Among these 60 different rebars were steel bars with 33 different organic coatings, of which 22 were bendable and 11 were non-bendable coatings. The bars were obtained from 15 organizations in the United States, Canada, Japan, England, and Germany. Of these, 17 coatings were utilized in conjunction with new improved steel surface cleaning processes and/or chemical treatments. In addition, since reinforcing bars are typically subjected to various severe conditions during their transportation, storage, installation, and service, the testing was designed to simulate field conditions.

In the Phase I prescreening tests, these rebars were subjected to accelerated solution-immersion screening and cathodic disbonding (CD) tests, using both straight and bent (to 4 D) specimens, each with one 6-mm hole drilled into the coating to simulate severed damage in the coating (29). The adopted test conditions are presented in Table 3. For the immersion tests, four solutions, of different compositions and pHs, were selected to produce corrosion and disbondment that the researchers believed to represent what could be expected during storage at construction sites, installation operations, and in-service behavior within mature concrete (Table 3). The specimens were immersed in these solutions at 55°C for up to 28 days. After immersion for 1, 3, 7, and 28 days the coated bars were visually examined for blisters, cracks, corrosion, and adhesion loss.
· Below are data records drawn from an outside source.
PR #6046, opened 2025-03-09
feat: add --ssl-cert-file option to build command

aeijdenberg:
This makes the root CAs from the host available to containers during a build.

#### What type of PR is this?

/kind feature

This makes it easier to use `buildah` to build an image in environments that require custom certificate authorities to make outbound internet connections (for example when using a TLS intercepting HTTPS proxy).

Currently `buildah` will automatically pass `https_proxy` (and related) environment variables as ephemeral environment variables to the container for `RUN` commands.

This change adds an option `--with-ssl-cert-file` (defaults to `false`) that when set will:

1. Resolve the root CA file currently in use by the host (uses `SSL_CERT_FILE` if set, else falls back to searching common paths).
2. Mount this file within the container during the `RUN` command at a different location (`/host-ssl-cert-file`).
3. Sets `SSL_CERT_FILE=/host-ssl-cert-file`  ephemeral environment variable for `RUN` commands. 

A similar outcome can be achieved today by editing `buildah` command to bind mount the current CA store and then edit each `RUN` instruction in the `Containerfile` to use, however it felt like it would be nice to make a short-cut for this which seems to augment well the existing `https_proxy` variable propagation.

Current workaround:

```bash
./bin/buildah build --secret=id=ca,src=/etc/ssl/certs/ca-certificates.crt -f - <<'EOF'
FROM alpine:latest
ENV SSL_CERT_FILE=/host-ca-file
RUN --mount=type=secret,id=ca,target=/host-ca-file echo "SSL_CERT_FILE: ${SSL_CERT_FILE} - Contents:" && head -n10 "${SSL_CERT_FILE}"
EOF
```

#### How to verify it

Behaviour without flag:

```bash
./bin/buildah build -f - <<'EOF'
FROM alpine:latest
RUN echo "SSL_CERT_FILE: ${SSL_CERT_FILE} - Contents:" && head -n10 "${SSL_CERT_FILE}"
EOF
```

Output: 

```
STEP 1/2: FROM alpine:latest
STEP 2/2: RUN echo "SSL_CERT_FILE: ${SSL_CERT_FILE} - Contents:" && head -n10 "${SSL_CERT_FILE}"
SSL_CERT_FILE:  - Contents:
head: : No such file or directory
Error: building at STEP "RUN echo "SSL_CERT_FILE: ${SSL_CERT_FILE} - Contents:" && head -n10 "${SSL_CERT_FILE}"": while running runtime: exit status 1
```

Behaviour with flag:

```bash
./bin/buildah build --ssl-cert-file -f - <<'EOF'
FROM alpine:latest
RUN echo "SSL_CERT_FILE: ${SSL_CERT_FILE} - Contents:" && head -n10 "${SSL_CERT_FILE}"
EOF
```

Output:

```
STEP 1/2: FROM alpine:latest
STEP 2/2: RUN echo "SSL_CERT_FILE: ${SSL_CERT_FILE} - Contents:" && head -n10 "${SSL_CERT_FILE}"
SSL_CERT_FILE: /host-ssl-cert-file - Contents:
-----BEGIN CERTIFICATE-----
MIIH0zCCBbugAwIBAgIIXsO3pkN/pOAwDQYJKoZIhvcNAQEFBQAwQjESMBAGA1UE
(lots more output)
```

Tested with a local HTTPS proxy server with a self-signed CA and verified that basic `apk add --update --no-cache python3` and similar commands worked without error.

(Tested similar on `ubuntu` image, although `apt` I think runs over HTTP so test wasn't as meaningful)

None

I'm happy to add tests but wanted to get feedback on the direction first. It's quite a small PR, but I think quite helpful for those stuck behind corporate proxies. The automatic adding of `https_proxy` environment variables is a good start, and this aims to give the same experience for CAs.

Some issues to maybe fix first:

##### Search path for host CAs

To get the search path of commonly used host CA files I used the list found here:
https://cs.opensource.google/go/go/+/refs/tags/go1.24.1:src/crypto/x509/root_linux.go;l=9-17

Unfortunately that variable is private, and I'm not able to find anything within the standard x509 module that exports it or otherwise makes it available, which is why I put that list in a separate file and copy/pasted the Go LICENSE within there.

It feels less than ideal and open to other ideas.

##### Path to bind to within the container

This PR currently binds it to `/host-ssl-cert-file` so that it doesn't clash with commonly used paths within a container. This seemed to work fine in my limited testing when using `SSL_CERT_FILE` to point to it, however it's not clear whether `SSL_CERT_FILE` will work for all applications and whether it may be best to instead bind this on top of well-known locations for where this file normally is.

Happy to take feedback on alternate suggestions.

```release-note
Adds --ssl-cert-file option to build command. If set this propogates the host CAs into the container during the build process.
```

### DIFF
--- a/run_common.go
+++ b/run_common.go
@@ -326,6 +326,10 @@ func (b *Builder) configureEnvironment(g *generate.Generator, options RunOptions
 		}
 	}
 
+	if b.CommonBuildOpts.SSLCertFile {
+		g.AddProcessEnv("SSL_CERT_FILE", "/host-ssl-cert-file")
+	}
+
 	for _, envSpec := range util.MergeEnv(util.MergeEnv(defaultEnv, b.Env()), options.Env) {
 		env := strings.SplitN(envSpec, "=", 2)
 		if len(env) > 1 {
--- a/util/x509.go
+++ b/util/x509.go
@@ -1,0 +1,23 @@
+package util
+
+import (
+	"errors"
+	"fmt"
+	"os"
+)
+
+func ResolveRootCACertFile() (string, error) {
+	if rv, ok := os.LookupEnv("SSL_CERT_FILE"); ok {
+		return rv, nil
+	}
+	for _, potFile := range certFiles {
+		if _, err := os.Stat(potFile); err != nil {
+			if os.IsNotExist(err) {
+				continue
+			}
+			return "", fmt.Errorf("unexpected error resolving cert file: %w", err)
+		}
+		return potFile, nil
+	}
+	return "", errors.New("please set SSL_CERT_FILE to use --ssl-cert-file option")
+}
--- a/util/x509_unix.go
+++ b/util/x509_unix.go
@@ -1,0 +1,45 @@
+//go:build !windows
+
+package util
+
+// Source: https://cs.opensource.google/go/go/+/refs/tags/go1.24.1:src/crypto/x509/root_linux.go
+
+/*
+	Copyright 2009 The Go Authors.
+
+	Redistribution and use in source and binary forms, with or without
+	modification, are permitted provided that the following conditions are
+	met:
+
+	* Redistributions of source code must retain the above copyright
+	notice, this list of conditions and the following disclaimer.
+	* Redistributions in binary form must reproduce the above
+	copyright notice, this list of conditions and the following disclaimer
+	in the documentation and/or other materials provided with the
+	distribution.
+	* Neither the name of Google LLC nor the names of its
+	contributors may be used to endorse or promote products derived from
+	this software without specific prior written permission.
+
+	THIS SOFTWARE IS PROVIDED BY THE COPYRIGHT HOLDERS AND CONTRIBUTORS
+	"AS IS" AND ANY EXPRESS OR IMPLIED WARRANTIES, INCLUDING, BUT NOT
+	LIMITED TO, THE IMPLIED WARRANTIES OF MERCHANTABILITY AND FITNESS FOR
+	A PARTICULAR PURPOSE ARE DISCLAIMED. IN NO EVENT SHALL THE COPYRIGHT
+	OWNER OR CONTRIBUTORS BE LIABLE FOR ANY DIRECT, INDIRECT, INCIDENTAL,
+	SPECIAL, EXEMPLARY, OR CONSEQUENTIAL DAMAGES (INCLUDING, BUT NOT
+	LIMITED TO, PROCUREMENT OF SUBSTITUTE GOODS OR SERVICES; LOSS OF USE,
+	DATA, OR PROFITS; OR BUSINESS INTERRUPTION) HOWEVER CAUSED AND ON ANY
+	THEORY OF LIABILITY, WHETHER IN CONTRACT, STRICT LIABILITY, OR TORT
+	(INCLUDING NEGLIGENCE OR OTHERWISE) ARISING IN ANY WAY OUT OF THE USE
+	OF THIS SOFTWARE, EVEN IF ADVISED OF THE POSSIBILITY OF SUCH DAMAGE.
+*/
+
+// Possible certificate files; stop after finding one.
+var certFiles = []string{
+	"/etc/ssl/certs/ca-certificates.crt",                // Debian/Ubuntu/Gentoo etc.
+	"/etc/pki/tls/certs/ca-bundle.crt",                  // Fedora/RHEL 6
+	"/etc/ssl/ca-bundle.pem",                            // OpenSUSE
+	"/etc/pki/tls/cacert.pem",                           // OpenELEC
+	"/etc/pki/ca-trust/extracted/pem/tls-ca-bundle.pem", // CentOS/RHEL 7
+	"/etc/ssl/cert.pem",                                 // Alpine Linux
+}
--- a/define/build.go
+++ b/define/build.go
@@ -83,6 +83,8 @@ type CommonBuildOptions struct {
 	ApparmorProfile string
 	// ShmSize is the "size" value to use when mounting an shmfs on the container's /dev/shm directory.
 	ShmSize string
+	// SSLCertFile specifies whether the host root CAs should be ephemerally mounted within the container
+	SSLCertFile bool
 	// Ulimit specifies resource limit options, in the form type:softlimit[:hardlimit].
 	// These types are recognized:
 	// "core": maximum core dump size (ulimit -c)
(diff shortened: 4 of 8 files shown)


docs/buildah-build.1.md
```diff
@@ -1232,6 +1232,11 @@ will convert /foo into a `shared` mount point.  The propagation properties of th
 mount can be changed directly. For instance if `/` is the source mount for
 `/foo`, then use `mount --make-shared /` to convert `/` into a `shared` mount.
 
+**--with-ssl-cert-file**
+
+If set, bind mount the host CA cert file (override location by setting `SSL_CERT_FILE`) within the RUN containers,
+and set environment variable `SSL_CERT_FILE` to point to it.
```
TomSweeneyRedHat, line 1238:
```suggestion
and set the environment variable `SSL_CERT_FILE` to point to it.
```

docs/buildah-from.1.md
```diff
@@ -690,6 +690,11 @@ will convert /foo into a `shared` mount point.  The propagation properties of th
 mount can be changed directly. For instance if `/` is the source mount for
 `/foo`, then use `mount --make-shared /` to convert `/` into a `shared` mount.
 
+**--with-ssl-cert-file**
+
+If set, bind mount the host CA cert file (override location by setting `SSL_CERT_FILE`) within the RUN containers,
+and set environment variable `SSL_CERT_FILE` to point to it.
```
TomSweeneyRedHat, line 696:
```suggestion
and set the environment variable `SSL_CERT_FILE` to point to it.
```

util/x509_unix.go
```diff
@@ -0,0 +1,45 @@
...
+
+// Possible certificate files; stop after finding one.
+var certFiles = []string{
+	"/etc/ssl/certs/ca-certificates.crt",                // Debian/Ubuntu/Gentoo etc.
+	"/etc/pki/tls/certs/ca-bundle.crt",                  // Fedora/RHEL 6
+	"/etc/ssl/ca-bundle.pem",                            // OpenSUSE
+	"/etc/pki/tls/cacert.pem",                           // OpenELEC
+	"/etc/pki/ca-trust/extracted/pem/tls-ca-bundle.pem", // CentOS/RHEL 7
+	"/etc/ssl/cert.pem",                                 // Alpine Linux
+}
```
TomSweeneyRedHat, line 45: Is x509_unix.go an appropriate name?  With the first line, I thought maybe x509_windows.go?  Similar comment next file.

TomSweeneyRedHat:
Generally looks good to me, a couple of nits and it looks like your branch needs updating.

util/x509_unix.go
aeijdenberg: I think so? I was copying the style used for other files in this repo such as https://github.com/containers/buildah/commit/30c2e31d8e49ed725da14b0d5658c5e5b09e32f0

aeijdenberg:
Accepted changes, rebased, squashed and fixed the issue in the Fedora tests, by using the same pattern as for similar files (such as /etc/hostname). Thanks for the review.

TomSweeneyRedHat:
@nalind or @Luap99 PTAL

run_common.go
```diff
@@ -208,6 +208,39 @@ func (b *Builder) generateHostname(rdir, hostname string, chownOpts *idtools.IDP
...
+
+	hostCertBytes, err := os.ReadFile(resolvedSSLCertPath)
+	if err != nil {
+		return "", fmt.Errorf("error reading cert file on host: %w", err)
+	}
+
+	cfile := filepath.Join(rdir, filepath.Base(containerPath))
+	if err = ioutils.AtomicWriteFile(cfile, hostCertBytes, 0o644); err != nil {
+		return "", fmt.Errorf("writing %s into the container: %w", containerPath, err)
+	}
```
Luap99, line 226: I don't know how big the certs files can be but generally it seems best to copy it without reading the full thing into memory.

util/x509.go
```diff
@@ -0,0 +1,23 @@
...
+	for _, potFile := range certFiles {
+		if _, err := os.Stat(potFile); err != nil {
+			if os.IsNotExist(err) {
+				continue
+			}
+			return "", fmt.Errorf("unexpected error resolving cert file: %w", err)
+		}
+		return potFile, nil
+	}
+	return "", errors.New("please set SSL_CERT_FILE to use --ssl-cert-file option")
```
Luap99, line 22: Nothing in this function relates to the cli option. Buildah might be used via the API as well so the cli options should generally not be used in the backend as these errors would make no sense to callers.

Luap99 (commented):
I don't have a strong opinion on this one but this seems like a slippery slope.

I can certainly see why this argument might be handy but allowing this might open the door for a lot of other similar things. Personally I think this is better done by callers to set up the env and mount in any way they like. Hard coding `/host-ssl-cert-file` just feels super awkward, and no it is not about the specific path name but just in general.

I would like to know what @nalind thinks about this as I am not really a buildah maintainer.

util/x509.go
aeijdenberg: Thanks that makes sense. Have reworded the message.

aeijdenberg:
> If it wasn't set to a hard-coded path, and rather something like `/tmp-3727282` instead (different random on each run) would that remove part of the objection?

(I was making some other changes to address other feedback, and made a change like the above at the same time and pushed that onto this branch for discussion)

util/x509_test.go
```diff
@@ -0,0 +1,16 @@
+package util
+
+import (
+	"testing"
+
+	"github.com/stretchr/testify/assert"
+)
+
+func TestResolveRootCACertFileWitEnvSet(t *testing.T) {
```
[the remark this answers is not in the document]
aeijdenberg: Accepted suggestion and added to rebase just pushed.

aeijdenberg:
For background on what I'm trying to achieve, I'd like to be able to make it easier to build images (without modifying existing Dockerfiles) in situations where they need to go through TLS intercepting HTTP proxies.

While I thought this might work well and be convenient, I think I can achieve the same using other more generic buildah features if they land.

1. https://github.com/containers/buildah/pull/6285 which allows effectively ephemeral env variables to be "mounted" during a `RUN` instruction
2. (PR to be written) an option to `build` which modifies all `RUN` instructions to add a set of mounts (similar to what the documentation for `TransientMounts` says it does)

I think it might be best to abandon/close this PR for now, and persue those others.

aeijdenberg:
#6289 opened for the second part as decribed above.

The adhesion of the coatings was evaluated on both the straight and the bent sections of the bars, using the knofe-peel adhesion tests described in ASTM G1, while the bars were wet and again after 1 and 7 days of air drying.

To assess coating quality, the coating industry has been utilizing cathodic disbondment tests, which are described in AASHTO M284, ASTM A775, ASTM D3963, ASTM G8, and ASTM G42. To make the CD test in this study more severe than similar tests conducted by others, this test was conducted on 4-D bent bars (instead of typically straight bars) to introduce bending stresses on the coatings. As Table 3 indicated, the tests were conducted at a potential of -1,000 mV (versus static potential) over a period of 28 days at 23°C in a solution of 0.3N KOH + 0.05N NaOH at pH 13.3. This solution was used because it had previously been shown to produce more disbondment of organic coatings than other solutions. After 1 hr, 7 days, and 28 days of CD testing, impedance measurements were performed on the specimens; and, coating adhesion evaluation of the specimens was conducted only after the 28-day period.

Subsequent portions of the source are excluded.